---------- RECORDS SHOWN ----------
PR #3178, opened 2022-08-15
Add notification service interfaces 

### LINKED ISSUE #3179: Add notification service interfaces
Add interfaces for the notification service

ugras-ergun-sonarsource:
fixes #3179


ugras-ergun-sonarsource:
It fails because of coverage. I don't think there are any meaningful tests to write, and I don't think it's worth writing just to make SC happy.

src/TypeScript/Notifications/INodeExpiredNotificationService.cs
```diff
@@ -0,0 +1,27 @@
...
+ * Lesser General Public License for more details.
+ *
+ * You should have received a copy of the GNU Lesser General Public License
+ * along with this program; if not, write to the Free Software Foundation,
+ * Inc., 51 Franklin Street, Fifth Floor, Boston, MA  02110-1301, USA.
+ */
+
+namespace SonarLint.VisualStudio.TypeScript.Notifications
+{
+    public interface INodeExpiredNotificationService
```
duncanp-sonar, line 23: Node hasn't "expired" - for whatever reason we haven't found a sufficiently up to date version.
----------
---------- RECORDS SHOWN ----------
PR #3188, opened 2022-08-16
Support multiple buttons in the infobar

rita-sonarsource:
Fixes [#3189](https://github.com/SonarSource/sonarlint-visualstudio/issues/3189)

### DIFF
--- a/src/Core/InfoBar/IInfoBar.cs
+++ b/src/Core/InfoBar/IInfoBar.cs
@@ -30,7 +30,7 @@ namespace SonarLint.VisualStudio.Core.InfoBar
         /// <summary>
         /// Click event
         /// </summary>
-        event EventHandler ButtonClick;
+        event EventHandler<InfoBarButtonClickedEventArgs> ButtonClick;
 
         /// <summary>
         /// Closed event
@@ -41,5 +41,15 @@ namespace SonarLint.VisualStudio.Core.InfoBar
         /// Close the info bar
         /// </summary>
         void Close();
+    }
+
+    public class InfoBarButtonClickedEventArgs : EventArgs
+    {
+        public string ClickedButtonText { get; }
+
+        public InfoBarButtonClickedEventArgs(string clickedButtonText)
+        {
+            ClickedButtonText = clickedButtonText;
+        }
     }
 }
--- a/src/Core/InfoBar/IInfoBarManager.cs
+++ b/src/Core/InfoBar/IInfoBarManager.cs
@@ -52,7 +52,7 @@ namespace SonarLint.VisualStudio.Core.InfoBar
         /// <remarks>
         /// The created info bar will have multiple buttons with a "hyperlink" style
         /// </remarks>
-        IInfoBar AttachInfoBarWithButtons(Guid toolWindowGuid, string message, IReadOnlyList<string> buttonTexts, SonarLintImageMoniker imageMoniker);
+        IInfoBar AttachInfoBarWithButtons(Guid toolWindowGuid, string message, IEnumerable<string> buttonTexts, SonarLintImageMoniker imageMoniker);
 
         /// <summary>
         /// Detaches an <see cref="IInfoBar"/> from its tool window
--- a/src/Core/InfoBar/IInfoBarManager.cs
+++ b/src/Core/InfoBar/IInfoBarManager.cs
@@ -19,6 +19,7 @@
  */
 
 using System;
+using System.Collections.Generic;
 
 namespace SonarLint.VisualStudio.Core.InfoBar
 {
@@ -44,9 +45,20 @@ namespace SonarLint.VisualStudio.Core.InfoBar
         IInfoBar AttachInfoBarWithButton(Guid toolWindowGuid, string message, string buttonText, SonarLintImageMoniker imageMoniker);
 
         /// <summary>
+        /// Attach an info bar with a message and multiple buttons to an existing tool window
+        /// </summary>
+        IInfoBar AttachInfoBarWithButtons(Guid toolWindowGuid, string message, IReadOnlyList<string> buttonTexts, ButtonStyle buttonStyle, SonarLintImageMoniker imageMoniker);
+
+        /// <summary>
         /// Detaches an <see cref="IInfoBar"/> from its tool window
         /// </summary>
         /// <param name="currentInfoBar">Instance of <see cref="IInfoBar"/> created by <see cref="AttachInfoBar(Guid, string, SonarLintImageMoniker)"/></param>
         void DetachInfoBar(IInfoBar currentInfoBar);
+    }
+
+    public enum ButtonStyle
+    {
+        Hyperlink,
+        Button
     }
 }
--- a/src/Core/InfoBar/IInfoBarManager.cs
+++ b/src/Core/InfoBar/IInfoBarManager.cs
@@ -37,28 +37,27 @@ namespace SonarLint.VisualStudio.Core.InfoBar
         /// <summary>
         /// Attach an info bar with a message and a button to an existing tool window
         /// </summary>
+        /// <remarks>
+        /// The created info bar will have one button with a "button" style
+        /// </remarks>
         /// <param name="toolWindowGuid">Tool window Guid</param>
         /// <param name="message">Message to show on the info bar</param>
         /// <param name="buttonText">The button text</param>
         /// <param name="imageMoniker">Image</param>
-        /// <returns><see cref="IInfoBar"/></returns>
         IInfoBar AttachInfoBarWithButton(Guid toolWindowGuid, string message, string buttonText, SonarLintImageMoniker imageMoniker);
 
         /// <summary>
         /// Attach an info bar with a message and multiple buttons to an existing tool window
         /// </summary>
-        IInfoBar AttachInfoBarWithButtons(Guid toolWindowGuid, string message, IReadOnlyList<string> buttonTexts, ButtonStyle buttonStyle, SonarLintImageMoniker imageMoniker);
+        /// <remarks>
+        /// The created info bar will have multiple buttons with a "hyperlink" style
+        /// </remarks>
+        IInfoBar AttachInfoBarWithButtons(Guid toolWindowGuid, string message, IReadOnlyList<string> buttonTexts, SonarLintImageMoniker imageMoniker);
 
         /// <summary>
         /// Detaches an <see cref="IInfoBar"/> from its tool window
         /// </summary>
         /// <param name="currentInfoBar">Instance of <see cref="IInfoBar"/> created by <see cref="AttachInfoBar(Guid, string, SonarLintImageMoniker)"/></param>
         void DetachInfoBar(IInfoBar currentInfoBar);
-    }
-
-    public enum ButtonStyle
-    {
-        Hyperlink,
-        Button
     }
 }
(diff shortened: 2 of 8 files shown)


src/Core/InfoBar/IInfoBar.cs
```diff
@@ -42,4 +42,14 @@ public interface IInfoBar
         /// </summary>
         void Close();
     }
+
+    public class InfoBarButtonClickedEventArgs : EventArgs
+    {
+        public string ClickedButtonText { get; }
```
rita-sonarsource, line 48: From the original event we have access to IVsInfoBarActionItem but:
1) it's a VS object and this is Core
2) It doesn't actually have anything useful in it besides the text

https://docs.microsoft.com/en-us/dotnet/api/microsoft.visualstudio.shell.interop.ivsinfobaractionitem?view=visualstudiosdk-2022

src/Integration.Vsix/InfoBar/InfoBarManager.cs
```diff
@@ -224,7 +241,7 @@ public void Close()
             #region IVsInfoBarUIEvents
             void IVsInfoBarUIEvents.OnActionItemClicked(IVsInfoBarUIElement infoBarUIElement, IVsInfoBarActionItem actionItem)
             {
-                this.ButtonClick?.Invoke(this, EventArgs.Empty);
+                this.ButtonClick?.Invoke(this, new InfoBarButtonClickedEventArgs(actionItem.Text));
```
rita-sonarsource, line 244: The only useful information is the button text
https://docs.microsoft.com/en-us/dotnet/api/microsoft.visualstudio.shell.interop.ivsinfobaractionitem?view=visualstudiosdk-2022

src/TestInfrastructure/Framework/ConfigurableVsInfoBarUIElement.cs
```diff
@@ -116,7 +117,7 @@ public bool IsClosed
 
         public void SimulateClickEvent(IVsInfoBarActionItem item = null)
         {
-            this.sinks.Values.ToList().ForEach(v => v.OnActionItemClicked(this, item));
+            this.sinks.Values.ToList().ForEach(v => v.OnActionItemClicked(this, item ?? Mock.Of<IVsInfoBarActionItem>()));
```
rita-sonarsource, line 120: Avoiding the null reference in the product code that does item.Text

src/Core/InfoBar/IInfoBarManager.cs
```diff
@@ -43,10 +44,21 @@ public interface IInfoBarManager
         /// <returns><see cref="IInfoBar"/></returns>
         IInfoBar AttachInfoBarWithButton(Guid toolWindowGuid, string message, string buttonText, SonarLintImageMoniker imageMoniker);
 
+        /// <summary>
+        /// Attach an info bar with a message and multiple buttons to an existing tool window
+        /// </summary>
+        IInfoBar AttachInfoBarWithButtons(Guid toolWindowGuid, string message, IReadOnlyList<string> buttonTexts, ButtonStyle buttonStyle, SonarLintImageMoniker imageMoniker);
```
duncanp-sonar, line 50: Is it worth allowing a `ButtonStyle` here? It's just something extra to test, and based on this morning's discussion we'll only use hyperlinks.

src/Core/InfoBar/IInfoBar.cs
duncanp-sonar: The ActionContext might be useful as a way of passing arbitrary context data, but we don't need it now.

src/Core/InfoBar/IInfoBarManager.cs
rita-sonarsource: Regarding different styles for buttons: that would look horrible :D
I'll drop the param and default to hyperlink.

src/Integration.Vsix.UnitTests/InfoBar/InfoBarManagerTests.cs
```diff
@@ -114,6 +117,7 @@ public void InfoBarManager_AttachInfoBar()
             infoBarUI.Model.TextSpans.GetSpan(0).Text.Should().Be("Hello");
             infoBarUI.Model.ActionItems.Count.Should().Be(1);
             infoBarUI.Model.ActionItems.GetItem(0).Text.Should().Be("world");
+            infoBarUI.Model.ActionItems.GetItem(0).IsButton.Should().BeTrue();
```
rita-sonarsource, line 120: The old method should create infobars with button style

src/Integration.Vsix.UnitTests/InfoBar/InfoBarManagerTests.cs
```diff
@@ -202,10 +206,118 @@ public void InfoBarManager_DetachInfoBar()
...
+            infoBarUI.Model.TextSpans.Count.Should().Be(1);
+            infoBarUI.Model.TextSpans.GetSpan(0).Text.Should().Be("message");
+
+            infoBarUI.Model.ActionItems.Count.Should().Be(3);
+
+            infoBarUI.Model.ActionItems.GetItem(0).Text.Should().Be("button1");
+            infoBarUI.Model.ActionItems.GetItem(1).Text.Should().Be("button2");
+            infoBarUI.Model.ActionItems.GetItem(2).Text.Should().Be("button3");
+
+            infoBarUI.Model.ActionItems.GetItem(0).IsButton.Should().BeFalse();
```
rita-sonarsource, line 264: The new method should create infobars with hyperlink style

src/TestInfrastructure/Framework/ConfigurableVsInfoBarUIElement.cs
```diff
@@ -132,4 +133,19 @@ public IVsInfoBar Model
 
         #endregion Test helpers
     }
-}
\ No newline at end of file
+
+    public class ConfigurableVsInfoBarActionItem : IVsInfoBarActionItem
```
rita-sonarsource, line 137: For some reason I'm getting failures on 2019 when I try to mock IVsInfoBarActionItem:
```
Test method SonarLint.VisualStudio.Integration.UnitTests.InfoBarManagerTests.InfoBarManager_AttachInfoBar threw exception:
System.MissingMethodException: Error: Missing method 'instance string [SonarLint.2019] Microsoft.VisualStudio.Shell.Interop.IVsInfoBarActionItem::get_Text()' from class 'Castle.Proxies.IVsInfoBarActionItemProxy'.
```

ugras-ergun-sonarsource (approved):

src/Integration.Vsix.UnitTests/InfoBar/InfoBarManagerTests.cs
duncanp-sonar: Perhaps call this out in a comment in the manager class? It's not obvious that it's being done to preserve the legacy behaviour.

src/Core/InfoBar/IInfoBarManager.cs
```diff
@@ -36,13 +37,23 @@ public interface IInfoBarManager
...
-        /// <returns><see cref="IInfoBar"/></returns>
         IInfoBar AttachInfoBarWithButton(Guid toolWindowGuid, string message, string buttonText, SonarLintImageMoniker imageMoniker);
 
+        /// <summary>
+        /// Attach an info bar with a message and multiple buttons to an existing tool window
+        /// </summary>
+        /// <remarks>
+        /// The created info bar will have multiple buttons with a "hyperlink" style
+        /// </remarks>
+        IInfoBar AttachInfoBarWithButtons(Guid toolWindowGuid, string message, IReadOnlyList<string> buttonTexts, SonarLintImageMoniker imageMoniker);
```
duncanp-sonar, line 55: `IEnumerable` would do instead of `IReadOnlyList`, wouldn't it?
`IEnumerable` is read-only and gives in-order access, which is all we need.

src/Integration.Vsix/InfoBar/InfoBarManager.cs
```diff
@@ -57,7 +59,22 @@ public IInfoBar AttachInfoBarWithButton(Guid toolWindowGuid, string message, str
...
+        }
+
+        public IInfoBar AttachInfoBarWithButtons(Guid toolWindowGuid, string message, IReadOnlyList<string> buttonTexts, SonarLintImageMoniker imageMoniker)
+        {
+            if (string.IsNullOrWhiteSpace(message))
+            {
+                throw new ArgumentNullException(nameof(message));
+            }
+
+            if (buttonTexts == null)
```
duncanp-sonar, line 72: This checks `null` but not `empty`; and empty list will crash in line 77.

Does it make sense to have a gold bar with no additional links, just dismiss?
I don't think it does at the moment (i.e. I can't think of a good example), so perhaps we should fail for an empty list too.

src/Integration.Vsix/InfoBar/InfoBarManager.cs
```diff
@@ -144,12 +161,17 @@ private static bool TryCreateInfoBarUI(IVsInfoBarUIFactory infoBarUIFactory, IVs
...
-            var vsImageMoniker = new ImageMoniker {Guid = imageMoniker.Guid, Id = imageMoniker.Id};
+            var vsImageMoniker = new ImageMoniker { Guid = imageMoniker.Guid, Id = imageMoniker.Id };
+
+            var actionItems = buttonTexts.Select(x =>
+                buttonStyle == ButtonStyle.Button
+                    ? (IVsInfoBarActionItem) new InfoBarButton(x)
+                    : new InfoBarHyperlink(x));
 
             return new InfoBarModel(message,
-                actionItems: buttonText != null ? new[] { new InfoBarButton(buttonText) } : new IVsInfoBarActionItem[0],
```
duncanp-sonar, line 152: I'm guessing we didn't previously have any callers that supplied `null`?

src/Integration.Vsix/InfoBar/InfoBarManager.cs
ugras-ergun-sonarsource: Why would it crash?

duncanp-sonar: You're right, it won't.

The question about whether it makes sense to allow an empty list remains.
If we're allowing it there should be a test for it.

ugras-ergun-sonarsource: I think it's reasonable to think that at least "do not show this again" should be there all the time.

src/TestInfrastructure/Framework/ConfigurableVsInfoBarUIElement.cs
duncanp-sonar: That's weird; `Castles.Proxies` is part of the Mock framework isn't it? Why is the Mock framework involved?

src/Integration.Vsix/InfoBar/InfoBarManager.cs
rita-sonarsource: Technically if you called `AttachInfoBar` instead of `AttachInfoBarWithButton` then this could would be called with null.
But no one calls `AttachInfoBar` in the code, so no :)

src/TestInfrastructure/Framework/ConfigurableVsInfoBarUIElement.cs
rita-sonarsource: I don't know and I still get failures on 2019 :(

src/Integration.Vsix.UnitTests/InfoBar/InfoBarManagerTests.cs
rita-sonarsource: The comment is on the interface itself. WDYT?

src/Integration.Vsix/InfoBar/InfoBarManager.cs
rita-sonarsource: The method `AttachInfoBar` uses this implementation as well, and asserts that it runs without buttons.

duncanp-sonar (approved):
----------
---------- RECORDS SHOWN ----------
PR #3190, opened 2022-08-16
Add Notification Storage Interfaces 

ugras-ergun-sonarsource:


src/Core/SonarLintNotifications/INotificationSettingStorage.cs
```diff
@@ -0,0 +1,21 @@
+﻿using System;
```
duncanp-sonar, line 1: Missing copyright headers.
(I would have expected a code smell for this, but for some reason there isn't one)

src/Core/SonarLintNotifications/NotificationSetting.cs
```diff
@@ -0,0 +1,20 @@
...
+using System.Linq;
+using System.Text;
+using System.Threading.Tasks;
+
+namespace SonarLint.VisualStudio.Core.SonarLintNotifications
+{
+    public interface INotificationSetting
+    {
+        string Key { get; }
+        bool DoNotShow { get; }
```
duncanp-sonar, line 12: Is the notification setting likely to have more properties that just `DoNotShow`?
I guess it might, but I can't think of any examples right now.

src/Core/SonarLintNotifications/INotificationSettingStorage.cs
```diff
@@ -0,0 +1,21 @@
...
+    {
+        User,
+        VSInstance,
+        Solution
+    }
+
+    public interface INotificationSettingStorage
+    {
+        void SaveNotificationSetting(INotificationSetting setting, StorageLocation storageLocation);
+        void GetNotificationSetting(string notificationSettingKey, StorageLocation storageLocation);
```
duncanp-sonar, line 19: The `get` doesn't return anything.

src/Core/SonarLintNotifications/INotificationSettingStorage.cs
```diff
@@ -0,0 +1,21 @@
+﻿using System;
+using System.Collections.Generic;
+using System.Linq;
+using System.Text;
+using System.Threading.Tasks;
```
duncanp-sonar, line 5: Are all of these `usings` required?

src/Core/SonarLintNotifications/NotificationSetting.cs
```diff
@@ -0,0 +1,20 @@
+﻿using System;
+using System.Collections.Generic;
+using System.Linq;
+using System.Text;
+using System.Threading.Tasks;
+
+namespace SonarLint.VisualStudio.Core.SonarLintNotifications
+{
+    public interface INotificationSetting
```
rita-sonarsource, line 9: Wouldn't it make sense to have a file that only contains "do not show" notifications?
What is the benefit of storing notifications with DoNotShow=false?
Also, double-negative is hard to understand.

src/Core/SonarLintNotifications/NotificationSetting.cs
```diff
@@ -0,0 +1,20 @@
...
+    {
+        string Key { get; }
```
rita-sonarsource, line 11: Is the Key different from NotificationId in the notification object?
----------
Where the line holding "PR #3178, opened 2022-08-15" appears in the listing above, start reproducing exactly, and end with the line holding "duncanp-sonar, line 23: Node".

PR #3178, opened 2022-08-15
Add notification service interfaces 

### LINKED ISSUE #3179: Add notification service interfaces
Add interfaces for the notification service

ugras-ergun-sonarsource:
fixes #3179


ugras-ergun-sonarsource:
It fails because of coverage. I don't think there are any meaningful tests to write, and I don't think it's worth writing just to make SC happy.

src/TypeScript/Notifications/INodeExpiredNotificationService.cs
```diff
@@ -0,0 +1,27 @@
...
+ * Lesser General Public License for more details.
+ *
+ * You should have received a copy of the GNU Lesser General Public License
+ * along with this program; if not, write to the Free Software Foundation,
+ * Inc., 51 Franklin Street, Fifth Floor, Boston, MA  02110-1301, USA.
+ */
+
+namespace SonarLint.VisualStudio.TypeScript.Notifications
+{
+    public interface INodeExpiredNotificationService
```
duncanp-sonar, line 23: Node hasn't "expired" - for whatever reason we haven't found a sufficiently up to date version.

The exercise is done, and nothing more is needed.